* _Prompt_
Show the lines of the material that contain the word "with".

━━ Data shown

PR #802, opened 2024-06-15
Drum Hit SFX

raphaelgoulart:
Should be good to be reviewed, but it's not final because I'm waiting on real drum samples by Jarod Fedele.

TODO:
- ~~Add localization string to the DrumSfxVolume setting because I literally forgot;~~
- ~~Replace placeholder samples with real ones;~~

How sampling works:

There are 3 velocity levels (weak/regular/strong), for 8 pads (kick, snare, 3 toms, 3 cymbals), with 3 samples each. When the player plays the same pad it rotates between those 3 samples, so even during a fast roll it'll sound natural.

━━━━

* _Solved exercise_
- ~~Replace placeholder samples with real ones;~~
There are 3 velocity levels (weak/regular/strong), for 8 pads (kick, snare, 3 toms, 3 cymbals), with 3 samples each. When the player plays the same pad it rotates between those 3 samples, so even during a fast roll it'll sound natural.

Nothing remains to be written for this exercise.